Então, ao invés de financiar um setor viciado pelo monopólio da informação, onde a verdadeira inclusão se dá, até agora, através de uma outra mídia, por que não investir em um setor realmente democrático?
(Quero deixar claro que não sou contra a digitalização das transmissões, só discordo da forma adotada no Brasil.)
Um bilhão de reais (valor do PROTVD) poderia ser usado na compra de computadores, treinamento de usuários e instalação de redes. Escolas públicas poderiam ser agraciadas com equipamentos de informática e acesso à internet através de tecnologia wireless ou banda larga fixa (sei que há diversos programas governamentais de apoio à informatização e que eles potencializam o crescimento do número de internautas, todavia podem ser mais bem utilizados ou amplamente valorizados e divulgados). Outro modo é incentivar a criação de lan houses, aproveitando que é o principal veículo de conexão das camadas mais baixas da população.
O dinheiro acumulado no Fust (Fundo de Universalização dos Serviços de Telecomunicações) pode ser usado para conectar o país inteiro, seja através da internet sem fio ou ligando novos pontos ao backbone já instalado. Se o objetivo deste fundo é universalizar os serviços de telecomunicações, então vamos fazê-lo dando equipamento, acesso e educação à população.
Telespectadores e usuários
Os diferentes financiamentos podem ocorrer em paralelo, mas é sabido que vivemos em um país rico de capital, mas pobre em gestão. Então, é melhor ser cauteloso e específico ao definir um plano de investimentos.
É errado pensar que a inclusão social via digitalização será dada pela televisão. Acesso à informação segmentada e a serviços públicos já pode ser feito em outro veículo: nos computadores.
E mais, sua importância vai além do acesso à internet. No mercado de trabalho, um pretendente a um cargo é mais valorizado pelos seus conhecimentos na confecção de planilhas do que na colocação de legenda em um filme. Saber mexer com informática tornou-se um elemento fundamental não só para o trabalho, mas também para interações sociais. A formação de comunidades online é prova desta cultura cibernética supervalorizada.
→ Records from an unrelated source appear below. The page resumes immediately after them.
PR #3012, opened 2022-10-20
build: Adds a fix to the keychain for Github Actions

jorelosorio:
Short explanation: The keychain that stores the certificates for signing is expired before the compilation ends, causing an endless loop in the linking process. Ensuring more time `timeout` in the creation guarantee to be available.


mikaelbr:
Does this mean that when it takes time it just goes on forever? is it possible to instead get it to explode? Other than that I can't think of any reason to not increase the timeout here.

mikaelbr (approved):

PR #3022, opened 2022-10-25
Revert "fix: upgrade theme and assets to remove nfk build error"

toretefre:
Android staging build fails: https://github.com/AtB-AS/mittatb-app/actions/runs/3315306866/jobs/5482349523#step:16:2472

This probably won't change a thing, but it may be worth testing to make sure these aren't the reason for the issues.

Reverts AtB-AS/mittatb-app#3020

### DIFF
--- a/package.json
+++ b/package.json
@@ -23,7 +23,7 @@
     "link-assets": "react-native link"
   },
   "dependencies": {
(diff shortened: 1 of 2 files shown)


gorandalum:
This should just be closed @toretefre ?

toretefre:
Yes, it was unrelated to the issues.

O excesso de informação obriga o usuário a saber a melhor forma de processar os dados que chegam a ele; e a melhor forma de fazer isso é utilizando a arquitetura computacional (HD, memória, processadores…). Ter noção desta tecnologia facilita o recebimento de informação, assimilação e a propagação de conhecimento.
Televisão digital é espetacular, diferente, nova, bonita, atraente… É um passo natural para a evolução do meio de comunicação – e ainda é a forma mais comum para a população ter acesso à informação. Mas as coisas estão mudando; não adianta tentar travar o desenvolvimento da informática. A audiência da televisão, principalmente com relação aos mais jovens, diminui constantemente, ao passo que o uso de computadores aumenta a cada ano. As pessoas não querem mais aquele velho paradigma da indústria cultural; elas querem escolher, participar, agir. Se até a televisão foi invadida pela digitalização e está cada vez mais parecida com um computador, por que investir em um modelo antigo?
Vamos disponibilizar os meios e deixar a população escolher como ela quer se comunicar: através da televisão ou através da internet. Particularmente, eu abro mão de uma televisão espetacular por uma com definição padrão a fim de que seja permitido à sociedade brasileira ter acesso à informação de forma democrática.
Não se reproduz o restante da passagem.